Plus de compteur non plus... peut-être que la limite de 15h par mois  a été supprimée!


----------



## OlivierMB (4 Juin 2008)

Le soucis est que je ne peux plus sélectionner d'enregistrement : Et vous ?


----------



## CBi (4 Juin 2008)

Plus d'accès à mon compte chez moi non plus.

Ceci dit, j'ai reçu une explication de Wizzgo concernant le compteur 

_Concernant votre crédit d'enregistrements, le principe est que vous
disposez de 15h d'enregistrements sur une fenêtre de 30 jours. Votre date
d'inscription ne joue en rien dans le décompte de votre crédit. Par
exemple, si vous enregistrez une heure et demie de programmes le 1er Juin,
cette heure et demie vous sera re-créditée 30 jours plus tard. (soit le 2
juillet)._


----------



## pim (5 Juin 2008)

Ça ne se connecte pas ce matin... Dommage j'avais demandé des émissions très sympa qui passaient cette nuit. Faut que je change mon antenne pour tout de même pouvoir enregistrer THX 1138 qui passe bientôt :love:


----------



## pascalformac (5 Juin 2008)

j'ai testé ( avec le Ozon sur F3)
c'est passé
il est à present sur le mac


----------



## CBi (5 Juin 2008)

C'est revenu chez moi aussi.


----------



## flotow (6 Juin 2008)

pareil

d'ailleurs, "l'associé du diable" diffusé le ... 26/05... viens seulement d'arriver  (ouais, 26/05 )

pour THX... va faloir faire un autre c*mpte 
 que ce soit revenu quand meme


----------



## pim (6 Juin 2008)

C'est revenu chez moi aussi   Avec "Scary Movie" et "La vie rêvée des anges"  :love:  :love:  :rateau:


----------



## flotow (6 Juin 2008)

surtout "Scary Movie" 

plus de credit pour THX :affraid:


----------



## pim (6 Juin 2008)

C'est surtout l'opposition entre ces trois styles de cinéma qui me fait halluciner.

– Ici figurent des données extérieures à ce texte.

PR #287, opened 2015-11-25
Make arrows consistent

clienthax:
instead of selectively removing the arrows on the first / last page,
keep the arrows there, but gray them out so the bottom line is constant across all pages

### DIFF
--- a/src/main/java/org/spongepowered/common/service/pagination/ActivePagination.java
+++ b/src/main/java/org/spongepowered/common/service/pagination/ActivePagination.java
@@ -160,6 +160,8 @@ abstract class ActivePagination {
         TextBuilder ret = Texts.builder();
         if (hasPrevious) {
             ret.append(this.prevPageText).append(DIVIDER_TEXT);
+        } else {
+            ret.append(Texts.of("«")).append(DIVIDER_TEXT);
         }
         boolean needsDiv = false;
         int totalPages = getTotalPages();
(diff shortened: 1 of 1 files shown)


hsyyid:
This bugs me, thanks for fixing it

src/main/java/org/spongepowered/common/service/pagination/ActivePagination.java
```diff
@@ -160,6 +160,8 @@ protected Text calculateFooter(int currentPage) {
         TextBuilder ret = Texts.builder();
         if (hasPrevious) {
             ret.append(this.prevPageText).append(DIVIDER_TEXT);
+        } else {
+            ret.append(Texts.of("«")).append(DIVIDER_TEXT);
```
JBYoshi: I think these are supposed to be stored in a field set in the constructor (see line 71).

src/main/java/org/spongepowered/common/service/pagination/ActivePagination.java
```diff
@@ -172,6 +174,11 @@ protected Text calculateFooter(int currentPage) {
                 ret.append(DIVIDER_TEXT);
             }
             ret.append(this.nextPageText);
+        } else {
+            if (needsDiv) {
+                ret.append(DIVIDER_TEXT);
+            }
+            ret.append(Texts.of("»"));
```
JBYoshi: Same here.

clienthax: They are private finals declared in the class themselves..

PR #1393, opened 2017-06-11
[1.10.2] Remove Mixin warning in SignCommandSender.

JBYoshi:
The removed method is implemented in [`MixinLocatedSource`](https://github.com/SpongePowered/SpongeCommon/blob/stable-5/src/main/java/org/spongepowered/common/mixin/core/command/MixinLocatedSource.java#L52).

Fixes SpongePowered/SpongeVanilla#331.


kashike (approved):

gabizou:
The reason why I added it in the first place is to eliminate a bunch of new `Location` objects being created when requesting the `World` object. This is staying as is.

gabizou:
If you want, you can implement the change a different way, but this is a very fast short circuit method that eliminates something that should be as fast as a field access.

gabizou (changes requested):
There's a better way than removing the very fast short circuit.

stephan-gh:
In my opinion, the implementation in `MixinLocatedSource` is kind of "meh", checking `instanceof` on the current object is a pretty bad way to write code. `MixinLocatedSource` could have a generic implementation (so basically the one that just returns the main world) that is then replaced by specific Mixins for the entity and tile entity classes. The warning can be avoided by setting a higher priority for these mixins.

JBYoshi:
I realized one other point with this: `Entity` and `TileEntity` both implement `LocatedSource`, so the original method would override simpler, faster methods. I ended up disbanding `MixinLocatedSource` and reimplementing the remaining methods in `MixinCommandExecuteAtSender` and `MixinSignCommandSender` to delegate to their respective fields.

JBYoshi:
Merged in https://github.com/SpongePowered/SpongeCommon/commit/8d5a244903092003982004b1c07d2b915861db25.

Je ne sais pas lequel je préfère, mais je sais lequel je vais regarder en premier 

Pour ce problème de crédit, quelqu'un à essayer de "tricher" et de s'inscrire sous différentes adresses e-mail ? :rateau:


----------



## r e m y (6 Juin 2008)

Tucpasquic a dit:


> pareil
> 
> d'ailleurs, "l'associé du diable" diffusé le ... 26/05... viens seulement d'arriver  (ouais, 26/05 )
> 
> ...


 
Donc l'enregistrement du 30 mai que j'attends toujours pourrait également arriver???

Heureusement qu'on sait que c'est une version béta du service....


Ce que je trouve le plus gênant, c'est le silence complet des développeurs du service. Pas de réponse aux mails (d'ailleurs une seule adresse mail pour toutes les types desollicitations c'est pas le top), pas de forums de discussion, pas d'infos sur la page d'accueil pour faire état de l'avancement du "projet"...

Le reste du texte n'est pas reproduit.